Science doesn’t have a way of seeing the way it is itself used, or its relationship with society changes. When its champions — angry comedians — are confronted with accounts of its function, they typically respond, at high volume and high pitch about ‘ideology’ or politics as some kind of arbitrary, irrational thing. When it is suggested that science does have a relationship with politics, ‘I don’t understand. This is why I never go on fucking Question Time’, says Ince. But without the perspective that scientism seems to eschew, it’s not possible to see ideology reflected in science. It’s not possible to see it being put to political or ideological ends. Moreover, it’s not possible to interrogate that ideology, much less propose ways that science can be put to use to do real good in the world.

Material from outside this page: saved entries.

Issue #31, opened 2020-03-18
Link to previous scenarios


nnoll:
It would be great for people to link to custom configured scenarios via a dynamically generated URL. This would allow people to easily share their results.

ivan-aksamentov:
This will either require:

  * encoding the entire scenario state in URL params

  * a backend to store the results (which is not impossible with the community efforts)

Similar alternative solution is "import". In this case users can share the param file and/or results file(s).

Related:
 - https://github.com/neherlab/covid19_scenarios/issues/11

brunorzn:
I had a look at the "encoding URL" option, which is totally doable.

It will require some work on the "initial state" part, but nothing too complicated though.
The URL will be a bit long, but is it a problem ?
(see  http://graphql.org/swapi-graphql?query=%7B%0A%20%20allVehicles%20%7B%0A%20%20%20%20edges%20%7B%0A%20%20%20%20%20%20node%20%7B%0A%20%20%20%20%20%20%20%20vehicleClass%0A%20%20%20%20%20%20%7D%0A%20%20%20%20%7D%0A%20%20%7D%0A%7D%0A for an example)

The fastest and not most optimised way to do so would probably be to serialise all parameters as JSON and encode them in the URL. 

The main drawback I see with this approach is that it won't necessary be retro-compatible (a URL saved 2 weeks ago probably won't work if breaking changes have been made).
But again, is it really an issue ?

I suggest to take this approach, and see if we do need a backend after all (in that case, we will still have the required "init state" part from above done).

What do you think ?

nnoll:
Regarding the reto-compatibilty I don't think this is a concern of huge importance -- the ability for people to share results now would take precedence over the ability to reference results from two weeks ago. The import/export parameters of Issue #11 could solve this use case.

brunorzn:
#53

ivan-aksamentov:
@brunorzn Looks like it works! :)

I merged #53, but I noticed that it does not restore the names of the scenarios (in dropdowns in card headers). That needs to be fixed, I think.

Additionally, we are using `connected-react-router`, and I think bypassing it may break it. Or at least all the places that rely or will be relying on it will not receive the updated state.
Also, router should parse params for you, if you'd be willing to trasition from urlencoded JSON to proper URL params (e.g.`?param=value&param2=value`)

Let me know if you'd like to work on a followup.

brunorzn:
@ivan-aksamentov 

cool for the merge :)

[...]

PR #214, opened 2020-03-25
Abstract LocalStorage and persist user toggles

rcbevans:
## Related issues and PRs

N/A

## Description

The goal was to abstract setting/getting LocalStorage, for mockability in tests, to centralize local storage item keys, and add persistence of UI toggles, such as autorun, show humanized results, and logarithmic graphs.

User toggle settings across page refreshes.

## Testing
Open the site, toggle a UI setting, such as auto run, log graphs and show humanize.  Refresh the page, observe that your UI preference is restored.


src/helpers/localStorage.ts
```diff
@@ -0,0 +1,30 @@
...
+  SUPPRESS_DISCLAIMER: 'suppress-disclaimer',
+}
+
+function set<T>(key: string, value: T): void {
+  localStorage.setItem(key, typeof value !== 'string' ? JSON.stringify(value) : value)
+}
+
+function get<T>(key: string): T | null {
+  const value = localStorage.getItem(key)
+  try {
```
rcbevans: I'm not aware of any way in Typescript to assert the typeof T at runtime to prevent attempting to JSON.parse something unparseable, like a normal string, for example the language.

If someone has a suggestion as to how the type safety here can be improved, would love to learn how!

ivan-aksamentov: Yep, TS does not have any runtime, so runtime validation should be performed.
We validate form params declaratively with `yup`:
https://github.com/neherlab/covid19_scenarios/blob/master/src/components/Main/validation/schema.ts

So this part might be shared. And I thing URL serialization/deserialization folks in https://github.com/neherlab/covid19_scenarios/issues/31 may add `io-ts`. Which is very typescript-y and awesome.

But something imperative like a good old `validate.js` or in simple cases even `lodash` should do.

Notice that the climate debate descends to science — it is not elevated by it. Venture criticism of the proposal that a global scientific panel should determine the parameters of domestic energy, climate, and economic policies, and rather than being offered a defence of such a form of political organisation, you will be accused of ‘denying the science’, and you will have scientific papers waved in your face. You will be accused of being ‘ideologically-motivated’, as though the design of this form of politics was not itself every bit as ideological as eugenics, as Malthus, or less alarmingly, the promises of jet-packs, flying cars and ‘energy too cheap to meter’. ‘Climate change is happening’, you will be told. ‘Science says so’. But science has done a poor job of identifying environmental alarmism. Global scientific institutions have done zero to stop world leaders and global NGOs talking nonsense about the looming apocalypse. Even in this era, in which politics is suffering widespread cynicism and science is celebrated, scientists have not been effective in challenging the amplification of minute, theoretical risks becoming the basis of intrusive and often far-reaching policies, transforming the relationship between the state and individuals. Many scientists and their institutions have been complicit. Perhaps science isn’t so great, after all.